WORK TO BE COMPLETED - Once the line with "ConnectedWallet; chain?: ChainInfo" is found in the entries below, repeat that line and every one after it exactly, ending at the last.

RECORD EXCERPTS -
◆ ◆ ◆ ◆ ◆

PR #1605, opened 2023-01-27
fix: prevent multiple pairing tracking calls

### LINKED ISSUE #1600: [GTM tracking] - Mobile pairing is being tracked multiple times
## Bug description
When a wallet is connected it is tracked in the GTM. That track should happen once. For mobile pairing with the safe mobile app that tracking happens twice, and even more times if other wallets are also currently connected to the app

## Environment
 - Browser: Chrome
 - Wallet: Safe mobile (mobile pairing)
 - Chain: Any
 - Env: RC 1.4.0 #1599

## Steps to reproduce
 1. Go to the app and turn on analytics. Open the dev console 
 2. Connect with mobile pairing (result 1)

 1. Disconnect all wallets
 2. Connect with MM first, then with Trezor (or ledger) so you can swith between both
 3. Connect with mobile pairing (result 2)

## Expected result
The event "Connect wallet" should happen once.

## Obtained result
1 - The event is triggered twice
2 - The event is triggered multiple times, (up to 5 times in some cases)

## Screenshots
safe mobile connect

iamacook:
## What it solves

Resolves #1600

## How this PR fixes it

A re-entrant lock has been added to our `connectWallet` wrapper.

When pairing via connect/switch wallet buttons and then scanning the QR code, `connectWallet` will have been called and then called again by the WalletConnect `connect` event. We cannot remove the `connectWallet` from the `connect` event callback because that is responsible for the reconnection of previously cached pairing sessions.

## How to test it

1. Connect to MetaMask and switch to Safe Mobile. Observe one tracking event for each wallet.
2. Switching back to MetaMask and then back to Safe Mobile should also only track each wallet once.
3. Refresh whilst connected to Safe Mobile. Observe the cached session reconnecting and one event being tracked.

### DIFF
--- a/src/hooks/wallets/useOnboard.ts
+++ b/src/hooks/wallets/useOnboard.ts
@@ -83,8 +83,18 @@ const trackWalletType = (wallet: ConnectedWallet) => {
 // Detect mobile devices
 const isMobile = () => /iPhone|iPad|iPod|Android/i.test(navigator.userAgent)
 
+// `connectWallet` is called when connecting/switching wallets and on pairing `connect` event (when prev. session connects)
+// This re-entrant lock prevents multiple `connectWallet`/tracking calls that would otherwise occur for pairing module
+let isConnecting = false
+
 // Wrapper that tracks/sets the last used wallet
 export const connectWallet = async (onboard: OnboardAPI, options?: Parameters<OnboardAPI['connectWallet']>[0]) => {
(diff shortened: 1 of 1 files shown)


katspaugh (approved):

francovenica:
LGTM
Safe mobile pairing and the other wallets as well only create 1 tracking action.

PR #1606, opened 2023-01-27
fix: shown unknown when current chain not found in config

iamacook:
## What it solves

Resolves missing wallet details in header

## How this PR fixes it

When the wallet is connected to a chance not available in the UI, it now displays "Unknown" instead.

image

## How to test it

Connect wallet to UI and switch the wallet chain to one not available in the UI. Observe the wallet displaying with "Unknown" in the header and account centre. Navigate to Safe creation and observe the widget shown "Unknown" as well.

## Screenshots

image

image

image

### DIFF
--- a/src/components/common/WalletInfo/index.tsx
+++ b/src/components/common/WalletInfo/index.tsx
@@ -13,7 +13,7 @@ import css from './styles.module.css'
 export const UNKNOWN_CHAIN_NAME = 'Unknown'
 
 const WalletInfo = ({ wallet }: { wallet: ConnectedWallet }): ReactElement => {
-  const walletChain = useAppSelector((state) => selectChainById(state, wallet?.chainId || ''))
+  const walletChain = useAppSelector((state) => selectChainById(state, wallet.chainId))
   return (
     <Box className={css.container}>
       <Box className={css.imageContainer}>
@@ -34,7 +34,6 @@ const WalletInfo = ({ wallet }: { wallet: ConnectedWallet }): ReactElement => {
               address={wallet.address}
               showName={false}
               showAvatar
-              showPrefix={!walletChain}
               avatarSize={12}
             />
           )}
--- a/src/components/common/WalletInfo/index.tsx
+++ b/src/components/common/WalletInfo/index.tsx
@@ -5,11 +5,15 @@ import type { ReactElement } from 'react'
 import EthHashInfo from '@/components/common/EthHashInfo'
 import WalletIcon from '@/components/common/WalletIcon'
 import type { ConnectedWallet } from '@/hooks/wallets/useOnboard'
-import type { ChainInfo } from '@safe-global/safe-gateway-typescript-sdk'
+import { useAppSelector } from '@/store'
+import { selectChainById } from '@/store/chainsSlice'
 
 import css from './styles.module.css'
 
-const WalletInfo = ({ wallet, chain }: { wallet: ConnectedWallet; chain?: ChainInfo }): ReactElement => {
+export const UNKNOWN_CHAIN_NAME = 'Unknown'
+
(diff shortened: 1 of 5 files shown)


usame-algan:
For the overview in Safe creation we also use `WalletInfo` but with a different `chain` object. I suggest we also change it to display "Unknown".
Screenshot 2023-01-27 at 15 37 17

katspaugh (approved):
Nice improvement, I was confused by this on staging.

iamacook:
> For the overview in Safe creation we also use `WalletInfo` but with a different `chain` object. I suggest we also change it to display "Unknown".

◆ ◆ ◆ ◆ ◆

SOLUTION FOR THIS EXERCISE -
-const WalletInfo = ({ wallet, chain }: { wallet: ConnectedWallet; chain?: ChainInfo }): ReactElement => {
+export const UNKNOWN_CHAIN_NAME = 'Unknown'
+
(diff shortened: 1 of 5 files shown)


usame-algan:
For the overview in Safe creation we also use `WalletInfo` but with a different `chain` object. I suggest we also change it to display "Unknown".
Screenshot 2023-01-27 at 15 37 17

katspaugh (approved):
Nice improvement, I was confused by this on staging.

iamacook:
> For the overview in Safe creation we also use `WalletInfo` but with a different `chain` object. I suggest we also change it to display "Unknown".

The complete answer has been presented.